_Task_.
From the entries below, retype only the lines from the one with "--- a/libs/sfm/triangulate.cc" through the one with "- Small changes", exactly as written.

• • •

PR #328, opened 2017-04-19
Normals

seepa:
This PR implements face and vertex normal rendering in UMVE. I have refactored shader loading to support vert/geom/frag shaders with different basenames and implemented two geom shaders for vertex/face normal generation as well as one simple vert and frag shader. The length of the normals is calculated with a 2^x function and the default size looks good for meshes in the unit cube.

### DIFF
--- a/libs/ogl/shader_program.cc
+++ b/libs/ogl/shader_program.cc
@@ -101,18 +101,24 @@ ShaderProgram::compile_shader (GLuint shader_id, std::string const& code)
 bool
 ShaderProgram::try_load_all (std::string const& basename)
 {
-    std::string vert_filename = basename + ".vert";
-    std::string geom_filename = basename + ".geom";
-    std::string frag_filename = basename + ".frag";
+    return try_load_specific(basename + ".vert", basename + ".geom",
+        basename + ".frag");
+}
 
+bool
+ShaderProgram::try_load_specific (std::string const& vert_filename,
+    std::string const& geom_filename, std::string const& frag_filename)
+{
     if (!util::fs::file_exists(vert_filename.c_str())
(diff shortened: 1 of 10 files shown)


libs/ogl/shader_program.cc
```diff
@@ -101,18 +101,27 @@ ShaderProgram::compile_shader (GLuint shader_id, std::string const& code)
...
-    std::string geom_filename = basename + ".geom";
-    std::string frag_filename = basename + ".frag";
+    return try_load_specific(basename, basename, basename);
+}
+
+bool
+ShaderProgram::try_load_specific (std::string const& vert_basename,
+    std::string const& geom_basename, std::string const& frag_basename)
+{
+    std::string vert_filename = vert_basename + ".vert";
```
simonfuhrmann: For this method, we should not append the extension. I.e., construct the filename from the basename in `try_load_all`, and rename the arguments to `vert_filename`, etc, here.

vikasTmz:
@seepa I'm getting `undefined reference` ERROR at  `this->normals_face_shader->try_load_specific()`.

seepa:
yes, I'm getting the same. I'll try to find out why this suddenly doesn't work anymore.

seepa:
@vikasTmz could you try again, please?

I was able to track down the bug with glGetProgramInfoLog(). There was an error when linking vertex and geometry shader: the vertex shader had a vec4 color as output while the geom shader expected a vec3 color as input. For some reason, my PC at work did not complain about this mistake (OpenGL 3.3). I have now removed the color completely, as it is set in the fragment shader manually.

simonfuhrmann:
Closing old PRs.

PR #332, opened 2017-04-26
BA: Add support for fixed intrinsics

flanggut:


libs/sfm/bundle_adjustment.cc
```diff
@@ -629,17 +662,28 @@ void
...
+    int const offset = this->opts.fixed_intrinsics ? 3 : 0;
+    out->translation[0] = cam.translation[0] + update[3 - offset];
+    out->translation[1] = cam.translation[1] + update[4 - offset];
+    out->translation[2] = cam.translation[2] + update[5 - offset];
 
     double rot_orig[9];
     std::copy(cam.rotation, cam.rotation + 9, rot_orig);
     double rot_update[9];
-    this->rodrigues_to_matrix(update + 6, rot_update);
+    this->rodrigues_to_matrix(update + 6 - offset, rot_update);
```
simonfuhrmann: How about setting `offset` to either 6 or 3 based on `this->opts.fixed_intrinsics` and just do `update + offset` here?

flanggut: Yes that's better, I'll change it

PR #333, opened 2017-04-26
SFM: Find outliers during track triangulation

flanggut:
If a track can be triangulated with a subset of cameras
the other cameras, causing large errors, are now separated
from the track and a new track is generated. This helps if
false matches connect two otherwise fine tracks.

### DIFF
--- a/libs/sfm/triangulate.cc
+++ b/libs/sfm/triangulate.cc
@@ -87,74 +87,93 @@ is_consistent_pose (Correspondence2D2D const& match,
 bool
 Triangulate::triangulate (std::vector<CameraPose const*> const& poses,
     std::vector<math::Vec2f> const& positions,
-    math::Vec3d* track_pos,
-    Statistics* stats) const
+    math::Vec3d* track_pos, Statistics* stats,
+    std::vector<std::size_t>* outliers) const
 {
     if (poses.size() < 2)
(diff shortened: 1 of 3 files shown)


libs/sfm/triangulate.cc
```diff
@@ -87,74 +87,93 @@ is_consistent_pose (Correspondence2D2D const& match,
...
+        if (stats != nullptr)
+            stats->num_too_small_angle += 1;
+        return false;
     }
-    average_error /= static_cast<double>(poses.size());
 
-    /* Reject track if the reprojection error is too large. */
-    if (average_error > this->opts.error_threshold)
+    /* Check if required number of inliers is found */
+    if (poses.size() < best_outliers.size() + this->opts.min_num_views)
```
nmoehrle: Wouldn't 'poses.size() - best_outliers.size() < this->opts.min_num_size' be more legible or am I missing a unsigned case when 'best_outliers.size()' is bigger than 'poses.size()' which should not be possible anyway.

flanggut: I guess it doesn't make a difference here as `outliers.size()` should always be smaller than `poses.size()`. I am just trying to avoid subtraction with unsigned types in general.

simonfuhrmann: I would avoid subtraction on unsigned types.

PR #337, opened 2017-05-11
Clean up of Scene and View code

LinusVanElswijk:
I'm trying making the code easier to read and maintain.
This PR reflects my initial work in that direction and changes only the Scene and View files:

- Replacing low level constructs by higher level constructs made available in C++11 where appropriate.
- Small changes to functions or new functions to reduce the number of repeating patterns in code.
- Commented out code has been removed. Most of these where  console output.

The only functional change is that the Scene(void) constructor has been made private, since
the documentation seems to suggest that it should not be used and it is not used anywhere outside of the class definition.

None of the touched code it hot code so there should not be any concerns about performance here.

### DIFF
--- a/libs/mve/scene.cc
+++ b/libs/mve/scene.cc
@@ -30,18 +30,9 @@ Scene::load_scene (std::string const& base_path)
 /* ---------------------------------------------------------------- */
 
 void
-Scene::save_scene (void)
-{
-    this->save_bundle();
-    this->save_views();
-}
-
-/* ---------------------------------------------------------------- */
-
-void
 Scene::save_bundle (void)
 {
-    if (this->bundle == nullptr || !this->bundle_dirty)
+    if (!(this->bundle && this->bundle_dirty))
         return;
     std::string filename = util::fs::join_path(this->basedir, "synth_0.out");
     save_mve_bundle(this->bundle, filename);
@@ -54,25 +45,11 @@ void
 Scene::save_views (void)
 {
     std::cout << "Saving views to MVE files..." << std::flush;
-    for (std::size_t i = 0; i < this->views.size(); ++i)
-        if (this->views[i] != nullptr && this->views[i]->is_dirty())
-            this->views[i]->save_view();
+
+    for (auto& view : views)
+        if (view && view->is_dirty())
+            view->save_view();
     std::cout << " done." << std::endl;
-}
-
-/* ---------------------------------------------------------------- */
-
-bool
-Scene::is_dirty (void) const
-{
-    if (this->bundle_dirty)
-        return true;
-
-    for (std::size_t i = 0; i < this->views.size(); ++i)
-        if (this->views[i] != nullptr && this->views[i]->is_dirty())
-            return true;
-
-    return false;
 }
 
 /* ---------------------------------------------------------------- */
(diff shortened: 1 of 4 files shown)


simonfuhrmann:
Hi Linus,

thanks for your contribution. However, I will not merge this. I think some of the changes are useful and I would merge them (making the constructor private for example). However, I think most "style" related changes don't make the code more readable, but IMO have the opposite effect.

A few examples: 

* Relying on boolean operators on pointers to test for `nullptr` is something that removes valuable type information when reading the code. Many things evaluate to a bool, e.g., a bool, an int, a pointer, `std::function`, etc. Being explicit documents the type.
* The same goes for `auto`. When used carefully, `auto` can be a useful C++ feature (e.g., for iterators), but in most other situations using auto is dangerous it makes the code completely unreadable.
* The use of `++var` as a statement is debatable, but I think `var += 1` just looks more like a proper statement.

LinusVanElswijk:
Thank you for the feedback. Do you see any benefit in merging this PR after the style changes you mentioned are reverted? This would restrict the changes to mostly
- replacement of explicit index loops with for each style loops ([example](https://github.com/simonfuhrmann/mve/pull/337/files#diff-85f2de38ac41530b485e1c2bf7d459c5R45))
- removal of commented out code
- reduction of repeated code patterns ([example](https://github.com/simonfuhrmann/mve/pull/337/files#diff-31cc4db4545d0f9f07ec3a4ee6779bceR441))
- more concise formulations ([example1](https://github.com/simonfuhrmann/mve/pull/337/files#diff-31cc4db4545d0f9f07ec3a4ee6779bceR288), [example2](https://github.com/simonfuhrmann/mve/pull/337/files#diff-85f2de38ac41530b485e1c2bf7d459c5R86)) 

Since there is no style guide available, determining the preferred way of writing often comes down to guessing. I could open an issue for that and use and devote a bit of time on a style guide if that would be appreciated.

I disagree that committing to explicit types without good reason has any beneficial impact over programming against their interfaces, but I am willing to adapt to whatever is preferred. :upside_down_face: 
<details>
<summary>However, if you are interested in my reasoning...</summary>
When explicit types are repeated, the burden of keeping all these types in sync with each-other is put on the programmer, instead of the compiler. In many cases, error in repeating explicit types will result in unwanted implicit conversions. This happens in the original code, where the return type cache_cleanup is incorrectly assumed to be std::size_t.

Both `if (value) ...` and `if (value == 0.0) ...` would be perfectly readable if put in the correct context and with a more descriptive variable name. The correct context of the first is when value is a boolean or if there may not be a value. The correct context to use the second is when `value` certainly holds a value that can be compared against a real number. I do not care if the type of value is actually double or DegreesCelsius.

This follows the Almost Always Auto guideliness ([link](http://cginternals.github.io/guidelines/articles/almost-always-auto/ ) and [link](https://herbsutter.com/2013/08/12/gotw-94-solution-aaa-style-almost-always-auto/)).
</details>

simonfuhrmann:
I am fine with the changes you mentioned:

* The code has been started in a non-C++11 environment, and converting some constructs to the new style is appreciated, especially more towards using the range-based for loop (if used without `auto`).
* Commented code can most certainly go
* Reduction of repeated code is always good. However, in the case you linked you provided an overly general implementation, an I would argue that a `find_view_by_name` without templates is more readable and more descriptive.

I am aware that not having a style guide is not ideal. We have a [Developers Guide](https://github.com/simonfuhrmann/mve/wiki/MVE-Developers-Guide) where a Style section could be added (or a separate page, no strong opinion on that).

Let's just agree that we don't agree on the use of `auto`. I can agree with some the arguments, but it boils down to prioritization: I prefer readable code over "less refactoring overhead". While they argue your IDE could show you the type, I would argue that the IDE can also help with refactoring. So yea, I don't fully buy these arguments, and I'm sure you can find as many pro-`auto` articles than con-`auto` ones.

Having this said, I welcome `auto` in situations where the type is overly complex (although a `typedef` would also do, and we have lots of typedefs in the code base), and then there are these situations when you don't even want to bother with typedefs, like when using iterators.

PR #100, opened 2026-09-10
New docs skeleton

dwhswenson:
## Description
This updates the skeleton of the docs to be a little more modern and useful, and to start to include actual content from MuPT. 

## Todos
  - [x] Refactor documentation according to [Diátaxis](https://diataxis.fr) principles.
  - [x] Add automated API doc generation
  - [x] Add tools to download notebooks from must-examples that can be re-used in documentation
  - [x] Update RTD setup
  - [x] Add placeholders for docs that others will need to write

## Status
- [x] Ready to go

There's plenty of room within what's added to improve appearance (e.g., layout of icons on the first page; possibly the layout of the API docs). The goal here is to get a first usable version in place. Similarly, the current how-to/tutorial split is not correct (both are probably how-tos), but organizing those is for a future PR.


docs/conf.py
```diff
@@ -32,6 +35,30 @@
 # The full version, including alpha/beta/rc tags
 release = ''
 
+examples_repo_base = (
+    'https://raw.githubusercontent.com/MuPT-hub/mupt-examples/main/'
+)
```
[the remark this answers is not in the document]
dwhswenson: The intent is for the documentation here to evolve as the examples evolve. Pinning is counterproductive.

dwhswenson:
"Critical" issue identified by Copilot was that I removed the placeholder code (presumably from the cookie cutter) that printed out a mangled Thoreau quote. I don't think any downstream users were depending on that functionality.

It also complains that docs/README is out of date now; might be worth just removing that file (also looks like a cookie cutter thing).

CI failing seems to be legit problems outside the changes in this PR. Holding here until we can get CI to green.

dwhswenson:
CI passing; ready for review @timbernat! Feel free to review the diffs, but for docs, also take a look at the RTD bot's comment, and try the "Preview build" button.

There's still some work to make a few things look better, but the goal of this PR is to put things in place so that we can start to fill in the content.

.gitignore
```diff
@@ -122,3 +125,6 @@ ENV/
 */_version.py
 # Cookiecutter-CMS Test Artifacts
 /tests/CI_files
+# pixi environments
```
timbernat, line 128: (praise) Good to have early, though there's no pixi config yet

docs/conf.py
```diff
@@ -51,15 +79,72 @@
...
+    'members',
+    'undoc-members',
+    'show-inheritance',
+    'show-module-summary',
+]
+
+# Parse internal modules so AutoAPI can resolve public annotations and base
+# classes, but do not render them. New modules inside the supported packages
+# are discovered automatically; promoting a top-level package is explicit.
+public_api_prefixes = (
```
timbernat, line 111: (clarification, non-blocking) What's the rationale behind these API selections, is it just because they're top-level? E.g. roles is only toplevel to avoid long relative imports, mupt.mupr should probably have it's internals referenced explicitly (.connections, .primitives, etc).

This can all be updated later as docs are populated, just wanted to flag so I understood the organization

docs/getting_started/index.rst
```diff
@@ -0,0 +1,7 @@
+Getting Started
```
timbernat, line 1: (TODO) Will update as docs and example notebooks evolve

docs/conf.py
timbernat: Also, presumably the autodoc extension will update the sub-pages as submodules under these public modules as they change (e.g. mupr.connection breaking into sup-parts following #82), is that right?

timbernat (approved):
Left som enon-blocking clarification questions on API headers in docs, but skeleton looks good! Will fill in sections as part of #101 - #108 in subsequent PRs

PR #1107, opened 2023-06-17
Reset Cache Functionality

m4tr1k:
Fixes issue from this Discord [thread](https://discord.com/channels/1024421016405016718/1118674679440363673/1118674679440363673)

### DIFF
--- a/packages/houdini/src/runtime/cache/tests/reset.test.ts
+++ b/packages/houdini/src/runtime/cache/tests/reset.test.ts
@@ -182,7 +182,20 @@ test('make sure the cache subscribers were reset', function () {
 		},
 	}
 
+	// subscribe to the cache
+	const set = vi.fn()
+	cache.subscribe({
+		rootType: 'Query',
+		set,
+		selection,
+	})
+
+	// reset the cache
+	cache.reset()
+
+	// write the data again
 	cache.write({
+		parent: 'User:1',
 		selection,
 		data: {
 			viewer: {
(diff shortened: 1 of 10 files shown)


packages/houdini/src/runtime/cache/tests/reset.test.ts
```diff
@@ -0,0 +1,216 @@
...
+	// subscribe to the cache
+	const set = vi.fn()
+	cache.subscribe({
+		rootType: 'Query',
+		set,
+		selection,
+	})
+
+	// reset the cache
+	cache.reset()
```
AlecAivazis, line 215: I think some of this test is missing. In order to verify that the subscriptions were removed, we just need to call `write` once more and make sure that `set` was never called

AlecAivazis (changes requested):

packages/houdini/src/runtime/cache/tests/reset.test.ts
m4tr1k: @AlecAivazis Thank you for the review. I'm going to work on it!

packages/houdini/src/runtime/public/cache.ts
```diff
@@ -124,4 +124,12 @@ Please acknowledge this by setting acceptImperativeInstability to true in your c
 	): void {
 		return this._internal_unstable.markTypeStale(type ? { ...options, type } : undefined)
 	}
+
+	/**
+	 * Reset the entire cache by clearing all records and lists
+	 */
+
+	reset(): void {
```
AlecAivazis, line 132: 👍

AlecAivazis (approved):
Thanks again!!

PR #1114, opened 2023-06-23
request: interface types

canastro:
Given a Pet union type which as Cat | Dog  (interface Animal\Node) and User (interface Node).
If I have a fragment where I only select Animal interface

```graphql
fragment TestFragment on Pet {
	... on Animal {
		isAnimal
	}
}
```

The current type generated on this fragment is:

```ts
export type TestFragment$data = {} & (({
	readonly isAnimal: boolean;
	readonly __typename: "Cat";
}) | ({
	readonly isAnimal: boolean;
	readonly __typename: "Dog";
}) | ({
	readonly __typename: "non-exhaustive; don't match this";
}));
```

Which means that to access common properties on Animal (which is the interface that I've requested in the fragment) I have to do:

```ts
if (data.__typename === 'Dog' || data.__typename === 'Cat') {
  console.log(data.isAnimal);
}
```

Given my fragment, I would expect to be able to directly do `data.isAnimal`. To be able to do that, I assume that I would need a generated type as:

```ts
export type TestFragment$data = {
	readonly isAnimal: boolean;
} & (({
	readonly isAnimal: boolean;
	readonly __typename: "Cat";
}) | ({
	readonly isAnimal: boolean;
	readonly __typename: "Dog";
}) | ({
	readonly __typename: "non-exhaustive; don't match this";
}));
```

### DIFF
--- a/packages/houdini/src/codegen/generators/typescript/typescript.test.ts
+++ b/packages/houdini/src/codegen/generators/typescript/typescript.test.ts
@@ -21,6 +21,7 @@ const config = testConfig({
 			entity: Entity!
 			listOfLists: [[User]]!
 			node(id: ID!): Node
+			pets: [Pet!]!
 		}
 
 		type Mutation {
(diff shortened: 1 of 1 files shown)


AlecAivazis:
Like I mentioned in discord, Im going to close this so I don't accidentlally split the conversation

PR #1118, opened 2023-06-27
Include types in houdini-svelte/runtime import (resolves QueryStoreFetchParams import failures)

fnimick:
Resolves an issue where `QueryStoreFetchParams` cannot be imported from `$houdini`, meaning that generated operation files do not type-check their variables or event inputs.


AlecAivazis (approved):
Thanks for getting this out so quickly!

PR #1121, opened 2023-06-29
Fix nested fragment arguments

Morstis:
Fixes a bug with nested fragment arguments
If using fragments with nested arguments:
```graphql
fragment QueryFragment on Query @arguments(name: {type: "String!"}) {
    usersByOffset(filter: {name: $name}) {
    id
    }
}
query TestQuery {
  ...QueryFragment @with(name: "Foo")
}
```

houdini will generate this:

```graphql
fragment QueryFragment_32RKor on Query {
  usersByOffset(filter: {name: $name}) {
    id
  }
  __typename
}

query TestQuery {
  ...QueryFragment_32RKor
}
```

=> $name will not be replaced because the graphql.visit()->ArgumentNode() does only search for 1st level argumentNodes.
So it will only find VariableNodes on the first level.

This PR fixes that by deeply exploring the ObjectValuenodes and replacing all the VariableNodes with their explicit values.


AlecAivazis (approved):
Thanks for hunting this down!

AlecAivazis (approved):
🥂

AlecAivazis (approved):

PR #1123, opened 2023-07-03
Bug two subscriptions

Morstis:
Fixes a discord bug where you can not subscribe to two subscriptions from the same page.

A workaround was to use different metadatas. 

```
roleUpdates.listen(undefined, { metadata: { subFix: 1 } }).catch(console.error);
roleDeletes.listen(undefined, { metadata: { subFix: 2 } }).catch(console.error);
```

This fixes it by adding more checks if the subscription requests are the same (the artefact name)
The problem was here: https://github.com/HoudiniGraphql/houdini/blob/main/packages/houdini/src/runtime/client/plugins/subscription.ts#L40 


.changeset/loud-planets-buy.md
```diff
@@ -0,0 +1,5 @@
+---
+'houdini': major
```
AlecAivazis, line 2: This is actually a `patch` change since there isn't any new features or breaking APIs

AlecAivazis (changes requested):

.changeset/loud-planets-buy.md
Morstis: Ah your right. Fixed it

AlecAivazis (dismissed):
Thanks again!

AlecAivazis (approved):

PR #1124, opened 2023-07-04
Fix comment on `@load` directive

SeppahBaws:
I stumbled upon some outdated documentation on the `@load` directive, and updated it to reflect its actual behavior.

Let me know if the updated comment is clear, or if it needs some more clarification.


AlecAivazis (approved):
Thanks!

• • •

_Result of this task_.
--- a/libs/sfm/triangulate.cc
+++ b/libs/sfm/triangulate.cc
@@ -87,74 +87,93 @@ is_consistent_pose (Correspondence2D2D const& match,
 bool
 Triangulate::triangulate (std::vector<CameraPose const*> const& poses,
     std::vector<math::Vec2f> const& positions,
-    math::Vec3d* track_pos,
-    Statistics* stats) const
+    math::Vec3d* track_pos, Statistics* stats,
+    std::vector<std::size_t>* outliers) const
 {
     if (poses.size() < 2)
(diff shortened: 1 of 3 files shown)


libs/sfm/triangulate.cc
```diff
@@ -87,74 +87,93 @@ is_consistent_pose (Correspondence2D2D const& match,
...
+        if (stats != nullptr)
+            stats->num_too_small_angle += 1;
+        return false;
     }
-    average_error /= static_cast<double>(poses.size());
 
-    /* Reject track if the reprojection error is too large. */
-    if (average_error > this->opts.error_threshold)
+    /* Check if required number of inliers is found */
+    if (poses.size() < best_outliers.size() + this->opts.min_num_views)
```
nmoehrle: Wouldn't 'poses.size() - best_outliers.size() < this->opts.min_num_size' be more legible or am I missing a unsigned case when 'best_outliers.size()' is bigger than 'poses.size()' which should not be possible anyway.

flanggut: I guess it doesn't make a difference here as `outliers.size()` should always be smaller than `poses.size()`. I am just trying to avoid subtraction with unsigned types in general.

simonfuhrmann: I would avoid subtraction on unsigned types.

PR #337, opened 2017-05-11
Clean up of Scene and View code

LinusVanElswijk:
I'm trying making the code easier to read and maintain.
This PR reflects my initial work in that direction and changes only the Scene and View files:

- Replacing low level constructs by higher level constructs made available in C++11 where appropriate.
- Small changes to functions or new functions to reduce the number of repeating patterns in code.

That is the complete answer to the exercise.